I have a small XML file which I am extracting XPath values to attributes from in EvaluateXPath 1.7.0. The XML is as follows:
<?xml version="1.0" encoding="UTF-8"?>
<sports-content path-id="general/l.sportsml.com.general/advisory/xt.pa.json.20180730123447-heartbeat">
<sports-metadata doc-id="xt.pa.json.20180730123447-heartbeat" date-time="2018-07-30T12:34:47+00:00" language="en-US" document-class="advisory" fixture-key="heartbeat" fixture-name="Heartbeat">
<sports-title/>
<sports-content-codes>
<sports-content-code code-type="publisher" code-key="padatasports.com" code-name="The Press Association"/>
<sports-content-code code-type="distributor" code-key="xmlteam.com" code-name="XML Team Solutions, Inc."/>
<sports-content-code code-type="sport" code-key="15000000" code-name="General"/>
<sports-content-code code-type="league" code-key="l.sportsml.com.general" code-source="xmlteam.com" code-name="General"/>
</sports-content-codes>
</sports-metadata>
</sports-content>
The 3 attributes' XPath expressions are: string(/sports-content/sports-metadata/@date-time), string(/sports-content/sports-metadata/@doc-id), string(/sports-content/@path-id)

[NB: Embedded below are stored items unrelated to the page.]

PR #1971, opened 2026-04-06
[bcp]: BCP-0001 BFT Sequencer Consensus

refcell:
## Summary

This PR introduces BCP-0001, which proposes replacing op-conductor with a purpose-built BFT consensus engine embedded directly in the sequencer node using commonware's threshold_simplex protocol. The new design provides Byzantine-fault-tolerant leader election, VRF-based view rotation, and BLS12-381 threshold signature attestation for unsafe blocks. It also adds the BCP-0001 entry to the BCPs list component in the specs site.

### DIFF
--- a/docs/specs/pages/bcps/bcp-0001.md
+++ b/docs/specs/pages/bcps/bcp-0001.md
@@ -1,0 +1,1009 @@
+# BCP-0001: Byzantine-Fault-Tolerant Sequencer Consensus via Commonware Simplex
+
+## Abstract
+
+op-conductor provides sequencer high availability through Raft consensus: a Go
+process co-deployed beside each `base-consensus` instance, operating a
+distributed state machine that tracks which node is the active sequencer and
+records the latest unsafe block hash. Raft is crash-fault-tolerant (CFT) — it tolerates node
+failures, not Byzantine behavior. It runs as a separate process, making it a
+single point of failure for the very failover it is meant to provide. And it
+injects a `CommitUnsafePayload` call directly into the block production
+critical path, where a degraded Raft cluster stalls block production for up to
+30 seconds per block.
+
+This BCP replaces op-conductor with a purpose-built consensus engine embedded
+in the sequencer node, using commonware's `threshold_simplex` protocol. The new
+engine provides Byzantine-fault-tolerant (BFT) leader election, VRF-based view
+rotation that is not predictable or manipulable by any participant, certified
+unsafe block attestation backed by BLS12-381 threshold signatures, and
+in-process operation that removes inter-process coordination overhead from the
+block production critical path entirely.
+
+---
+
+## 1. Status Quo
+
+### 1.1 Architecture
+
+Each sequencer deployment currently runs three processes per physical node:
+`base-reth-node` (execution layer), `base-consensus` (consensus and
+derivation), and `op-conductor` (sequencer lifecycle management). There is an
+ongoing effort to collapse `base-reth-node` and `base-consensus` into a single
+process. This BCP addresses the third process: `op-conductor`.
+
+op-conductor performs a narrow but critical function: it answers one distributed
+question — which of the N sequencer nodes is the currently active sequencer —
+and enforces that answer by starting and stopping sequencing on the local
+`base-consensus` node accordingly. It does this through Raft consensus, with
+one `op-conductor` instance per node forming a Raft cluster of typically three
+members.
+
+The integration between `op-conductor` and `base-consensus` is bidirectional
+and tightly coupled:
+
+- After sealing each block, `base-consensus` calls `conductor.commit_unsafe_payload()`
+  on its local conductor client with the sealed execution payload envelope. The
+  conductor propagates this to the Raft log with a 30-second timeout. If the
+  Raft cluster is degraded, this call blocks for the full 30 seconds before
+  failing — stalling block production for the duration.
+- On bootstrap, `base-consensus` calls `conductor.leader()` to determine whether
+  to start in `ActiveSequencer` or `ConductorFollower` mode. A non-leader result
+  causes the node to enter follower mode, running derivation but not building
+  blocks.
+- When a conductor detects that its node has become unhealthy (via its
+  `SequencerHealthMonitor`), it stops the local sequencer and calls
+  `TransferLeader()` on its Raft instance, triggering a new election. The newly
+  elected conductor starts the sequencer on its node.
+
+### 1.2 The Raft Consensus Core
+
+The conductor's Raft implementation uses `hashicorp/raft` backed by BoltDB for
+log and stable storage. The Raft finite state machine (`unsafeHeadTracker`)
+maintains exactly one piece of state: the latest committed
+`ExecutionPayloadEnvelope`. When a new leader starts sequencing, it calls
+`LatestUnsafePayload()`, which issues a Raft barrier (a linear consistency
+guarantee) and returns the most recently Raft-committed block. The new leader
+posts this block to its `base-consensus` node if needed to align the unsafe
+head before sequencing begins.
+
+The Raft FSM stores only the latest unsafe head; prior entries are compacted
+away through snapshots. Snapshot serialization is SSZ-encoded
+`ExecutionPayloadEnvelope`, with V4 and V3 fallback handling baked in to
+accommodate rolling upgrades. This creates a direct coupling between the Raft
+log format and the execution payload wire format — a coupling that has caused
+production incidents (issue #9064, Dencun upgrade) and requires
+format-version awareness in persistence code.
+
+### 1.3 Health Monitoring and the 8-State FSM
+
+The conductor's control loop evaluates three boolean dimensions —
+`leader × healthy × active` — producing eight possible states. In the
+healthy-leader-active state (normal operation), no action is taken. Any
+deviation triggers an action: stop sequencer, transfer leadership, start
+sequencer, or a combination.
+
+Health is determined by `SequencerHealthMonitor`, which checks:
+
+- Unsafe head recency (last unsafe block timestamp within configured threshold)
+- P2P peer count (above minimum)
+- Optional safe head progression
+- Optional EL P2P peer count
+- Optional rollup-boost health (with partial-health tolerance counters)
+
+Health check results are delivered to the control loop via a channel. The
+control loop dequeues actions with jittered backoff (0–2 seconds random sleep).
+This jitter prevents thundering-herd leadership elections but introduces
+non-determinism in failover timing.
+
+### 1.4 Cluster Membership
+
+Membership is managed manually through Raft's configuration API. Adding a node
+requires the operator to call `conductor_addServerAsVoter` from the current
+leader — there is no automatic discovery or join mechanism. Removing a node
+requires `conductor_removeServer`. All membership operations require passing the
+current Raft configuration version for optimistic concurrency control, and all
+require that the caller is the current Raft leader.
+
+Upgrades require pausing each node's conductor, waiting for unsafe head sync,
+then resuming. Leadership must be manually transferred away from any node being
+upgraded. The `pause` state is not persisted across restarts, which has caused
+production incidents where a newly restarted node incorrectly marked itself
+healthy before syncing its unsafe head (issue #12912).
+
+---
+
+## 2. Failure Analysis — Why op-conductor Falls Short
+
+### 2.1 Crash Fault Tolerance Is Insufficient for Decentralized Sequencing
+
+Raft is a CFT protocol. It tolerates the failure of nodes that crash but
+assumes all responding nodes are honest. In a permissioned three-node cluster
+operated by a single entity, this assumption holds. As the sequencer set moves
+toward decentralization — multiple independent operators — it breaks down. A
+single Byzantine node in a three-node Raft cluster can:
+
+- Delay elections indefinitely by responding but returning incorrect state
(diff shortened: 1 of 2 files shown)


cb-heimdall:
<table>
<tr>
<th>Requirement</th>
<th>Status</th>
<th>More Info</th>
</tr>
<tr>
<td>Reviews</td>
<td>
🟡
<code>0/1</code>
</td>
<td>
<details>
<table>
<tr>
<td>
<details>
<table>
<tr>
<td>0</td>
</tr>
<tr>
<td>0</td>
</tr>
<tr>
<td>0</td>
</tr>
<tr>
<td>
</td>
<td>1</td>
</tr>
<tr>
<td>
<details>
<table>
<tr>
<td><strong>Max</strong></td>
<td><strong>0</strong></td>
</tr>
</table>
</details>
</td>
<td>0</td>
</tr>
<tr>
<td>
From <code>CODEOWNERS</code>
</td>
<td>0</td>
</tr>
<tr>
<td>Global minimum</td>
<td>0</td>
</tr>
<tr>
<td><strong>Max</strong></td>
<td>
<strong>
1
</strong>
</td>
</tr>
</table>
</details>
</td>
<td>1</td>
</tr>
<tr>
<td>0</td>
</tr>
<tr>
<td><strong>Sum</strong></td>
<td><strong>1</strong></td>
</tr>
</table>
</details>
</td>
</tr>
</table>

niran:
I talked through this proposal with Claude. Here are my notes.

**The value of consensus-based HA is worth questioning.** This isn't something the proposal needs to address, but something we should think about as a team. My sense is that op-conductor made individual recoveries faster while making them far more frequent — health checks (particularly with rollup-boost) triggered failovers that wouldn't have been necessary otherwise, and the workloads that degrade one node tend to degrade all of them, making failover to another node relatively useless. If the dominant failure mode is correlated degradation rather than isolated node failure, the complexity cost of any consensus-based HA system should be weighed against that.

**Calibrating the decentralization value.** Op-conductor is out-of-protocol — invisible to the derivation pipeline, not part of the OP Stack specs. This proposal replaces it with a BFT consensus engine, but it's still out-of-protocol. The threshold certificates aren't posted to L1 or consumed by derivation. The protocol still sees a single sequencer address. This is closer to Ethereum's DVT effort: better fault tolerance for a single logical sequencer role, not a step toward multiple independent sequencers in the protocol. I'd discount the decentralization framing in sections 2.1 and 8 when evaluating this.

**Do the cited failures motivate BFT?** The issues in the failure analysis (#9064, #12448, #12912, #17835) appear to be architectural and implementation problems — serialization versioning, EL/CL interaction bugs, resource contention — not Byzantine fault scenarios. Every documented conductor incident I'm aware of is a liveness failure (chain halts), not a safety failure (invalid blocks accepted by peers). Are there incidents I'm missing where Byzantine tolerance would have helped?

**Invalid block propagation is already prevented without BFT.** Gossip happens after Raft commit, every node validates blocks via `new_payload` before adopting them as the unsafe head, and L1 derivation is the ultimate safety backstop. A Byzantine leader's invalid block gets rejected by every receiving node's EL. Under the current system, health checks transfer leadership in ~1-2 seconds and the new leader backfills. Under BFT with tenure-based rotation, the same scenario produces nullified views for the rest of the tenure with no mid-tenure eviction — wouldn't that be strictly worse on liveness with identical safety?

**No-skip-slots semantics.** The derivation pipeline expects continuous blocks — every L2 timestamp slot gets a block. Today the new leader backfills any gap. Simplex's nullify mechanism skips the view entirely. Adapting threshold_simplex to produce backfilled blocks deviates from the library's expected usage — how much customization is needed here, and does that erode the value of using an off-the-shelf protocol?

**Do the architectural improvements require this change?** Embedding consensus in-process, removing CommitUnsafePayload from the critical path, and decoupling the log format are all changes that could be made to the existing Raft-based system. But it's also worth scrutinizing whether they're needed at all:

- *Sidecar SPOF (section 2.2):* The proposal claims base-consensus "loses conductor governance and continues sequencing independently" when the conductor crashes. But both the Rust and Go paths gate block progression on the conductor commit — doesn't a dead conductor stall sequencing rather than cause split-brain? Has split-brain from a conductor crash actually occurred?
- *CommitUnsafePayload latency (section 2.3):* The effective timeout appears to be `ConductorRpcTimeout` (1 second), not the 30-second parent context, and Raft Apply during elections fails immediately with `ErrNotLeader`. Could the Rust seal pipeline be enhanced to pipeline the commit with the next block's build without replacing the consensus system?
- *Payload format coupling (section 2.7):* The proposal frames storing payloads in the Raft log as a liability, but the full payload is there for a reason — during leadership transfer, the new leader's EL may not have the latest block, and the Raft log provides it directly. The proposed design stores only 32-byte hashes and relies on the Resolver to backfill from peers, adding a network dependency at a latency-sensitive moment.

---

**Edit:** Added the point below, which I think is the most practically important concern.

**Proposer health and fast failover.** The proposal's tenure-based rotation nullifies views when the leader fails to propose, retrying the same leader until the tenure boundary. If the leader goes unhealthy mid-tenure with K=100 and 80 views remaining, that's up to 40 seconds of missed blocks. Off-the-shelf BFT protocols are designed to tolerate missed turns, but we want to actively route to a healthy node — during crashes, deploys, or degraded performance. Today, op-conductor's health monitor transfers leadership in ~1-2 seconds and the new leader backfills. How would this design handle a routine rolling deploy without extended block production gaps?

Sertug17:
Per BCP-0000's own format requirement, each BCP must include a metadata table after the H1 heading. BCP-0001 is missing this table. Happy to add it if helpful.

docs/specs/pages/bcps/bcp-0001.md
```diff
@@ -0,0 +1,1009 @@
...
+Raft's leader election is not random: the first node to time out starts an
+election, and the outcome is determined by network timing and term numbers. In
+a three-node cluster with static configuration, the leader is predictable to
+any observer who knows the cluster's current term and heartbeat timeout.
+`TransferLeader()` uses Raft's built-in transfer, which selects "the most
+up-to-date follower" — a fully deterministic criterion. A strategic actor who
+knows which node will win the next election can position orders accordingly.
+Even if this is not currently being exploited, it becomes more significant as
+the sequencer moves toward decentralization and higher-value transaction
+ordering.
```
BrianBland, line 183: Predictable leader election not only enables MEV extraction, but also reduces the effectiveness of failover during cluster degradation. In a 5 node cluster with 2 partially-degraded sequencers, these two may take turns sequencing if they happen to have the highest priority in the raft ordering.
This particular issue could be addressed via an alternative selection mechanism, such as round robin.

docs/specs/pages/bcps/bcp-0001.md
```diff
@@ -0,0 +1,1009 @@
...
+
+---
+
+## 4. Proposal — Embedded Commonware Threshold Simplex Consensus
+
+### 4.1 Core Design Principles
+
+1. **In-process, not a sidecar.** The consensus engine is a crate embedded in
+   the sequencer node binary. There is no separate process to manage, no
+   inter-process RPC for the critical-path `Leader()` and
```
BrianBland, line 287: "no inter-process RPC" actually makes a material performance difference when handling multi-MB payload serialization/deserialization

docs/specs/pages/bcps/bcp-0001.md
```diff
@@ -0,0 +1,1009 @@
...
+
+3. **Off the critical path.** Block production does not wait for consensus.
+   The consensus engine certifies blocks asynchronously; the sequencer builds
+   the next block while vote collection for the current block proceeds
+   concurrently.
+
+4. **VRF-based leader rotation.** The active sequencer for view `v+1` is
+   determined by the threshold VRF embedded in view `v`'s consensus certificate
+   — knowable only after view `v` concludes, unpredictable before it, and not
+   manipulable by any coalition of fewer than `f+1` participants.
```
BrianBland, line 302: Recommend presenting this as a future extension point, as this is not strictly beneficial in a centrally sequenced cluster.

docs/specs/pages/bcps/bcp-0001.md
```diff
@@ -0,0 +1,1009 @@
...
+
+5. **Threshold signatures for certified blocks.** An unsafe block is certified
+   when `2f+1` validators have co-signed a notarization certificate over its
+   hash. The certificate is compact (~240 bytes, a single BLS12-381 signature),
+   externally verifiable by anyone holding the threshold public key, and can
+   serve as a cross-chain inclusion receipt for bridges and light clients.
```
BrianBland, line 308: Depending on committee size, it might actually be better to use N independent ed25519 signatures vs one aggregated BLS12-381 signature. I believe that this is the case for N<100, and the signature size is comparable for N<5

docs/specs/pages/bcps/bcp-0001.md
```diff
@@ -0,0 +1,1009 @@
...
+│     ├── threshold_simplex::Engine                                        │
+│     │     ├── Voter          — Simplex protocol FSM                      │
+│     │     ├── Batcher        — BLS12-381 lazy signature aggregation      │
+│     │     └── Resolver       — on-demand cert/payload backfill           │
+│     ├── SequencerAutomaton (implements CertifiableAutomaton)             │
+│     │     ├── propose()  → sends ProposeBlock to SequencerActor,         │
+│     │     │               returns sealed block hash                      │
+│     │     ├── verify()   → delivers peer ExecutionPayload to EL          │
+│     │     │               via new_payload, returns EL result             │
+│     │     └── certify()  → approves notarization after 2f+1 votes       │
```
BrianBland, line 414: Nit: alignment

docs/specs/pages/bcps/bcp-0001.md
```diff
@@ -0,0 +1,1009 @@
...
+4. `CertifiedBlock` events arrive asynchronously, consumed by the Batcher and
+   Proposer.
+5. Block production for view `v+1` begins immediately after `propose(v)`
+   returns — it does not wait for notarization.
+
+A view timeout (`leader_timeout`, suggested 500ms) fires only if `2f+1` votes
+are not collected in time. In that case, the engine emits a `Nullify` and the
+elector picks a new leader for the next view. The previous leader yields;
+the new leader begins block production. The view timeout is the *only* path
+by which slow consensus affects block production — and it requires a majority
```
BrianBland, line 748: Nit: this requires a superminority to be unresponsive

docs/specs/pages/bcps/bcp-0001.md
```diff
@@ -0,0 +1,1009 @@
...
+2. `propose()` triggers block production and returns the block hash when
+   sealing completes.
+3. Vote collection (`2f+1` notarize votes) happens concurrently while the next
+   block is already being built.
+4. `CertifiedBlock` events arrive asynchronously, consumed by the Batcher and
+   Proposer.
+5. Block production for view `v+1` begins immediately after `propose(v)`
+   returns — it does not wait for notarization.
+
+A view timeout (`leader_timeout`, suggested 500ms) fires only if `2f+1` votes
```
BrianBland, line 744: Should this be defined as a proportion of the block time, e.g. `block_time / 4`?

docs/specs/pages/bcps/bcp-0001.md
```diff
@@ -0,0 +1,1009 @@
...
+
+**Phase 3 — Full replacement.** op-conductor is retired. The
+`sequencer-consensus` engine has sole authority over sequencer lifecycle. Health
+monitoring is absorbed into the node's `HealthBus`. The conductor's proxy
+RPC endpoints (`eth_`, `optimism_`, `admin_` namespaces) are replaced by direct
+routing in the node's RPC server. The `overrideLeader` disaster recovery
+mechanism is replaced by `basectl conductor override`, which sets an in-process
+flag with the same semantics as op-conductor's `OverrideLeader(true)` — the
+escape hatch for operating a single-node sequencer when the cluster is fully
+unavailable.
```
BrianBland, line 864: And just to clarify, this would be a special block production mode without BFT safety.
The single sequencer would be unable to certify blocks as it would lack sufficient key material, which means that other nodes may treat these as unsafe/preconfirmations only.

We would also be unable to batch these transactions to L1 unless we explicitly signal a fallback mechanism on the L1 contracts.

docs/specs/pages/bcps/bcp-0001.md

The attributes are extracted properly but I am getting
javax.xml.xpath.XPathExpressionException: Failure converting a node of class javax.xml.transform.sax.SAXSource: org.xml.sax.SAXParseException; lineNumber: 1; columnNumber: 1; Content is not allowed in prolog
Thinking that there might indeed be unseen characters at the beginning or end of the file I looked at it using a hex viewer and found a control character at the end. I added in a ReplaceText node with
(?s)^[^\<]*(<.*</sports-content>).*$
being replaced by $1
This worked to remove the control character but it did not get rid of the error message. As I said, I am able to get the attribute values I need, but I do not want to have my log filled with error messages, one for each flowfile.